You can have honey tested if you are prepared to pay for it ...
http://www.honey.com/honey-industry/honey-testing-and-regulations/find-a-honey-testing-lab/

I personally would eat that honey - _if _I liked the taste. 
But then I also eat fruits and vegetables directly out of my garden without washing them.


----------



## ldpetchell (Apr 13, 2014)

Rader Sidetrack said:


> > Is there a way to really know if it's safe to eat?
> 
> Monitor your mother's health!
> 
> ...



Ha, ha! Well my mother hasn't shown signs of sickness, but she only tasted a bit from her finger. It only worries me because I'm not sure it's storage was the best. The shed was a dirt floor, with no insulation. So the temps I'm sure affected it. Plus, although the metal drum looks ok inside, the outside is rusted. The lid was tightened down well enough, but under the lid the honey was just covered by a layer of plastic. I guess I need to taste it myself too.

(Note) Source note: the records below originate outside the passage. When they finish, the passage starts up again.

PR #2768, opened 2026-08-18
add additional column case in plot_training

### LINKED ISSUE #2767: Update plot_training.py

The EERIE dataset has channel names with "." such as `avg_theta_2.5`. This case is not covered in the `plot_training.py`.

_No response_

### Area

- [ ] model
- [ ] science
- [ ] documentation
- [ ] performance

SavvasMel:
## Description

Introduces a small "if statement" to cover channels with "." in the last parts of the string. This allow for:

image

## Issue Number

Closes https://github.com/ecmwf/WeatherGenerator/issues/2767

#### FastEvaluation

### DIFF
--- a/src/weathergen/utils/plot_training.py
+++ b/src/weathergen/utils/plot_training.py
@@ -469,6 +469,15 @@ def plot_loss_per_stream(
                                 ):
                                     data_cols += [col]
                                     title_col = col if title_col is None else title_col
+                            elif len(col_split) == 6:
+                                if (
+                                    col_split[1].lower() == stream_name.lower()
+                                    and col_split[2].lower() == err.lower()
+                                    and col_split[3] + "." + col_split[4] == channel
+                                    and int(col_split[5]) in forecast_steps
+                                ):
+                                    data_cols += [col]
+                                    title_col = col if title_col is None else title_col
 
                         for col in data_cols:
                             x_vals = np.array(run_data_mode[x_col])
--- a/src/weathergen/utils/plot_training.py
+++ b/src/weathergen/utils/plot_training.py
@@ -21,7 +21,7 @@ import yaml
 
 import weathergen.common.config as config
 from weathergen.train.utils import TRAIN
-from weathergen.utils.train_logger import Metrics, TrainLogger
+from weathergen.utils.train_logger import Metrics, TrainLogger, sanitize_channel_for_matching
 
 _logger = logging.getLogger(__name__)
 
@@ -420,8 +420,17 @@ def plot_loss_per_stream(
     prop_cycle = plt.rcParams["axes.prop_cycle"]
     colors = prop_cycle.by_key()["color"] + ["r", "g", "b", "k", "m", "y"]
 
+    if channels is not None:
+        channels_sanitized = [sanitize_channel_for_matching(c) for c in channels]
+    else:
+        channels_sanitized = channels
+
     for err in errs:
-        for channel in channels:
+        channels_to_use = channels if channels else [None]
+        channels_sanitized_to_use = channels_sanitized if channels_sanitized else [None]
+        for channel, channel_sanitized in zip(
+            channels_to_use, channels_sanitized_to_use, strict=True
+        ):
             for stream_name in stream_names:
                 _fig = plt.figure(figsize=(10, 7), dpi=PLOT_DPI_VALUE)
 
@@ -456,7 +465,7 @@ def plot_loss_per_stream(
                                 if (
                                     col_split[1].lower() == stream_name.lower()
                                     and col_split[2].lower() == err.lower()
-                                    and col_split[3] == channel
+                                    and col_split[3] == channel_sanitized
                                 ):
                                     data_cols += [col]
                                     title_col = col if title_col is None else title_col
@@ -464,17 +473,8 @@ def plot_loss_per_stream(
                                 if (
                                     col_split[1].lower() == stream_name.lower()
                                     and col_split[2].lower() == err.lower()
-                                    and col_split[3] == channel
+                                    and col_split[3] == channel_sanitized
                                     and int(col_split[4]) in forecast_steps
-                                ):
-                                    data_cols += [col]
-                                    title_col = col if title_col is None else title_col
-                            elif len(col_split) == 6:
-                                if (
-                                    col_split[1].lower() == stream_name.lower()
-                                    and col_split[2].lower() == err.lower()
-                                    and col_split[3] + "." + col_split[4] == channel
-                                    and int(col_split[5]) in forecast_steps
                                 ):
                                     data_cols += [col]
                                     title_col = col if title_col is None else title_col
@@ -612,6 +612,11 @@ def plot_loss_per_run(
     if errs is None:
         errs = ["mse"]
 
+    if channels is not None:
+        channels_sanitized = [sanitize_channel_for_matching(c) for c in channels]
+    else:
+        channels_sanitized = channels
+
     plot_dir = Path(plot_dir)
 
     modes = [modes] if type(modes) is not list else modes
@@ -640,7 +645,7 @@ def plot_loss_per_run(
                 if (
                     len(col_split) >= 4
                     and col_split[2].lower() == err.lower()
-                    and col_split[3] in channels
+                    and col_split[3] in channels_sanitized
                 ):
                     data_cols += [col]
 
--- a/src/weathergen/utils/train_logger.py
+++ b/src/weathergen/utils/train_logger.py
@@ -19,7 +19,6 @@ from pathlib import Path
 import numpy as np
 import polars as pl
 import torch
-
 import weathergen.common.config as config
 
 # from weathergen.train.trainer import cfg_keys_to_filter
@@ -62,7 +61,9 @@ class TrainLogger:
         self.cf = cf
         self.path_run = path_run
 
-    def log_metrics(self, stage: Stage, metrics: dict[str, float], step: int | None = None) -> None:
+    def log_metrics(
+        self, stage: Stage, metrics: dict[str, float], step: int | None = None
+    ) -> None:
         """
         Log metrics to a file.
         For now, just scalar values are expected. There is no check.
@@ -145,7 +146,9 @@ class TrainLogger:
 
         # Load config from given model_path if provided, otherwise use path from private config
         if model_path:
-            cf = config.load_run_config(run_id=run_id, mini_epoch=mini_epoch, model_path=model_path)
+            cf = config.load_run_config(
+                run_id=run_id, mini_epoch=mini_epoch, model_path=model_path
+            )
         else:
             cf = config.load_merge_configs(
                 private_home=None, from_run_id=run_id, mini_epoch=mini_epoch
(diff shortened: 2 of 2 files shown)


clessig (commented):
I don't have a strong opinion but wouldn't it be best to sanitize the channel names when the data is loaded and, e.g., replace "." with "_"?

jpolz (approved):
Looks good!

SavvasMel:
> I don't have a strong opinion but wouldn't it be best to sanitize the channel names when the data is loaded and, e.g., replace "." with "_"?

The data has been transferred to `ml_training` folder so someone with write/read access rights needs to this, and also the sanitation needs to take place also for all the v3 zarr files. It is not a challenge or anything per se to have a script to do this automatically, or something that an agent cannot do fast and clean, but I find it time consuming, even only the effort on pinging people just for a ".".

Also to be fair I do not really find self explained having `2.5` as `2_5`. What do you think?

clessig:
> > I don't have a strong opinion but wouldn't it be best to sanitize the channel names when the data is loaded and, e.g., replace "." with "_"?
> 
> The data has been transferred to `ml_training` folder so someone with write/read access rights needs to this, and also the sanitation needs to take place also for all the v3 zarr files. It is not a challenge or anything per se to have a script to do this automatically, or something that an agent cannot do fast and clean, but I find it time consuming, even only the effort on pinging people just for a ".".
> 
> Also to be fair I do not really find self explained having `2.5` as `2_5`. What do you think?

No, I mean when we read in the training log files we should santize the column name to a valid format.

SavvasMel:
> > > I don't have a strong opinion but wouldn't it be best to sanitize the channel names when the data is loaded and, e.g., replace "." with "_"?
> > 
> > 
> > The data has been transferred to `ml_training` folder so someone with write/read access rights needs to this, and also the sanitation needs to take place also for all the v3 zarr files. It is not a challenge or anything per se to have a script to do this automatically, or something that an agent cannot do fast and clean, but I find it time consuming, even only the effort on pinging people just for a ".".
> > Also to be fair I do not really find self explained having `2.5` as `2_5`. What do you think?
> 
> No, I mean when we read in the training log files we should santize the column name to a valid format.

I tried, if you sanitize the column names then the legends are affected necessarily:

image

Also you cannot avoid but to have something of the sort to correct the titles. I believe sanitizing is much more prune to bugs/errors in the future.

```
                            elif len(col_split) == 4:
                                if (
                                    col_split[1].lower() == stream_name.lower()
                                    and col_split[2].lower() == err.lower()
                                    and col_split[3] == channel_sanitized
                                ):
                                    data_cols += [col]
                                    title_col = (
                                        f"LossPhysical.{stream_name}.{err}.{channel_display}"                 <---------
                                        if title_col is None
                                        else title_col
                                    )
                            elif len(col_split) == 5:
                                if (
                                    col_split[1].lower() == stream_name.lower()
                                    and col_split[2].lower() == err.lower()
                                    and col_split[3] == channel_sanitized
                                    and int(col_split[4]) in forecast_steps
                                ):
                                    data_cols += [col]
                                    title_col = (
                                        f"LossPhysical.{stream_name}.{err}.{channel_display}"               <---------
                                        if title_col is None
                                        else title_col
                                    )
```

clessig:
> > > > I don't have a strong opinion but wouldn't it be best to sanitize the channel names when the data is loaded and, e.g., replace "." with "_"?
> > > 
> > > 
> > > The data has been transferred to `ml_training` folder so someone with write/read access rights needs to this, and also the sanitation needs to take place also for all the v3 zarr files. It is not a challenge or anything per se to have a script to do this automatically, or something that an agent cannot do fast and clean, but I find it time consuming, even only the effort on pinging people just for a ".".
> > > Also to be fair I do not really find self explained having `2.5` as `2_5`. What do you think?
> > 
> > 
> > No, I mean when we read in the training log files we should santize the column name to a valid format.
> 
> I tried, if you sanitize the column names then the legends are affected necessarily:
> 
> image
> Also you cannot avoid but to have something of the sort to correct the titles. I believe sanitizing is much more prune to bugs/errors in the future.
> 
> ```
>                             elif len(col_split) == 4:
>                                 if (
>                                     col_split[1].lower() == stream_name.lower()
>                                     and col_split[2].lower() == err.lower()
>                                     and col_split[3] == channel_sanitized
>                                 ):
>                                     data_cols += [col]
>                                     title_col = (
>                                         f"LossPhysical.{stream_name}.{err}.{channel_display}"                 <---------
>                                         if title_col is None
>                                         else title_col
>                                     )
>                             elif len(col_split) == 5:
>                                 if (
>                                     col_split[1].lower() == stream_name.lower()
>                                     and col_split[2].lower() == err.lower()
>                                     and col_split[3] == channel_sanitized
>                                     and int(col_split[4]) in forecast_steps
>                                 ):
>                                     data_cols += [col]
>                                     title_col = (
>                                         f"LossPhysical.{stream_name}.{err}.{channel_display}"               <---------
>                                         if title_col is None
>                                         else title_col
>                                     )
> ```

But is it an issue to have `...thetao_2_5` instead of `...thetao_2.5` ? plot_train is an absolute expert system and the 3 people that would be affected would know, not?

SavvasMel:
> > > > > I don't have a strong opinion but wouldn't it be best to sanitize the channel names when the data is loaded and, e.g., replace "." with "_"?
> > > > 
> > > > 
> > > > The data has been transferred to `ml_training` folder so someone with write/read access rights needs to this, and also the sanitation needs to take place also for all the v3 zarr files. It is not a challenge or anything per se to have a script to do this automatically, or something that an agent cannot do fast and clean, but I find it time consuming, even only the effort on pinging people just for a ".".
> > > > Also to be fair I do not really find self explained having `2.5` as `2_5`. What do you think?
> > > 
> > > 
> > > No, I mean when we read in the training log files we should santize the column name to a valid format.
> > 
> > 
> > I tried, if you sanitize the column names then the legends are affected necessarily:
> > image
> > Also you cannot avoid but to have something of the sort to correct the titles. I believe sanitizing is much more prune to bugs/errors in the future.
> > ```
> >                             elif len(col_split) == 4:
> >                                 if (
> >                                     col_split[1].lower() == stream_name.lower()
> >                                     and col_split[2].lower() == err.lower()
> >                                     and col_split[3] == channel_sanitized
> >                                 ):
> >                                     data_cols += [col]
> >                                     title_col = (
> >                                         f"LossPhysical.{stream_name}.{err}.{channel_display}"                 <---------
> >                                         if title_col is None
> >                                         else title_col
> >                                     )
> >                             elif len(col_split) == 5:
> >                                 if (
> >                                     col_split[1].lower() == stream_name.lower()
> >                                     and col_split[2].lower() == err.lower()
> >                                     and col_split[3] == channel_sanitized
> >                                     and int(col_split[4]) in forecast_steps
> >                                 ):
> >                                     data_cols += [col]
> >                                     title_col = (
> >                                         f"LossPhysical.{stream_name}.{err}.{channel_display}"               <---------
> >                                         if title_col is None
> >                                         else title_col
> >                                     )
> > ```
> 
> But is it an issue to have `...thetao_2_5` instead of `...thetao_2.5` ? plot_train is an absolute expert system and the 3 people that would be affected would know, not?

Hello, I understand, I committed the second solution, that sanitizes the logging data. I used the term "sanitize" in the functions but it might be that another term would be better. Let me know if this meets your request better :)

SavvasMel:
Are we still interested for this to be merged or should I close the issue?

TillHae:
@SavvasMel @clessig I stumbled across this, because the issue was still open. Maybe the best idea would be to just fix how we select `data_cols` and handle `title_col` completely. 

If you look at [how it is currently implemented](https://github.com/ecmwf/WeatherGenerator/blob/develop/src/weathergen/utils/plot_training.py#L449-L471), we try to reverse-engineer column names by splitting on `.` and checking `len(col_split) < 4`, `== 4`, or `== 5`. That inevitably fails whenever a channel name contains a dot (like `avg_thetao_2.5`).

Instead of reverse-engineering with string splits, we already know the exact `stream_name`, `err`, and `channel` we are looking for from the loops. We can just construct the expected column string directly (e.g. `...{stream_name}.{err}.{channel}`) and check whether the column ends with that suffix directly or with an explicit forecast step appended.

In general, if you take a deeper look at how weird the entire handling of `title_col` is, we don't even need it. It only exists to chop off the forecast step on line 525 with `.split(".")[:-1]` to set the chart title. This is something we could already set directly from our loop variables without any of that.

We should probably think about cleaning up this entire 5-nested-for-loop *"architecture"*, but doing a direct string match instead of splitting on dots should immediately fix the bug without touching `train_logger.py` or renaming columns in the DataFrame.

What do you think?

clessig:
> @SavvasMel @clessig I stumbled across this, because the issue was still open. Maybe the best idea would be to just fix how we select `data_cols` and handle `title_col` completely.
> 
> If you look at [how it is currently implemented](https://github.com/ecmwf/WeatherGenerator/blob/develop/src/weathergen/utils/plot_training.py#L449-L471), we try to reverse-engineer column names by splitting on `.` and checking `len(col_split) < 4`, `== 4`, or `== 5`. That inevitably fails whenever a channel name contains a dot (like `avg_thetao_2.5`).
> 
> Instead of reverse-engineering with string splits, we already know the exact `stream_name`, `err`, and `channel` we are looking for from the loops. We can just construct the expected column string directly (e.g. `...{stream_name}.{err}.{channel}`) and check whether the column ends with that suffix directly or with an explicit forecast step appended.
> 
> In general, if you take a deeper look at how weird the entire handling of `title_col` is, we don't even need it. It only exists to chop off the forecast step on line 525 with `.split(".")[:-1]` to set the chart title. This is something we could already set directly from our loop variables without any of that.
> 
> We should probably think about cleaning up this entire 5-nested-for-loop _"architecture"_, but doing a direct string match instead of splitting on dots should immediately fix the bug without touching `train_logger.py` or renaming columns in the DataFrame.
> 
> What do you think?

@TillHae  I agree that the problem is encoding too many things in strings, without having properly thought about a convention that avoids collisions. But we shouldn't try to solve this now. 

It sounds like you have a clear idea on how to set up a PR that constructs the col names from the available info and that avoids the problem. Could you implement it?

TillHae:
> > @SavvasMel @clessig I stumbled across this, because the issue was still open. Maybe the best idea would be to just fix how we select `data_cols` and handle `title_col` completely.
> 
> > 
> 
> > If you look at [how it is currently implemented](https://github.com/ecmwf/WeatherGenerator/blob/develop/src/weathergen/utils/plot_training.py#L449-L471), we try to reverse-engineer column names by splitting on `.` and checking `len(col_split) < 4`, `== 4`, or `== 5`. That inevitably fails whenever a channel name contains a dot (like `avg_thetao_2.5`).
> 
> > 
> 
> > Instead of reverse-engineering with string splits, we already know the exact `stream_name`, `err`, and `channel` we are looking for from the loops. We can just construct the expected column string directly (e.g. `...{stream_name}.{err}.{channel}`) and check whether the column ends with that suffix directly or with an explicit forecast step appended.
> 
> > 
> 
> > In general, if you take a deeper look at how weird the entire handling of `title_col` is, we don't even need it. It only exists to chop off the forecast step on line 525 with `.split(".")[:-1]` to set the chart title. This is something we could already set directly from our loop variables without any of that.
> 
> > 
> 
> > We should probably think about cleaning up this entire 5-nested-for-loop _"architecture"_, but doing a direct string match instead of splitting on dots should immediately fix the bug without touching `train_logger.py` or renaming columns in the DataFrame.
> 
> > 
> 
> > What do you think?
> 
> 
> 
> @TillHae  I agree that the problem is encoding too many things in strings, without having properly thought about a convention that avoids collisions. But we shouldn't try to solve this now. 
> 
> 
> 
> It sounds like you have a clear idea on how to set up a PR that constructs the col names from the available info and that avoids the problem. Could you implement it?

Yes, I will implement something in the upcoming days.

Me too about the veggies; cucumbers straight from the vine are the best! Thanks for the link and info.


----------



## Rader Sidetrack (Nov 30, 2011)

Stored honey is a pretty safe food ...

http://www.smithsonianmag.com/scien...ind-honeys-eternal-shelf-life-1218690/?no-ist


----------



## flhultra (Jun 14, 2013)

it's fine, send it to me I'll eat it.
put a cloth over the barrel let it breath a couple days ,smell should be gone.


----------



## Bee Man (Sep 19, 2004)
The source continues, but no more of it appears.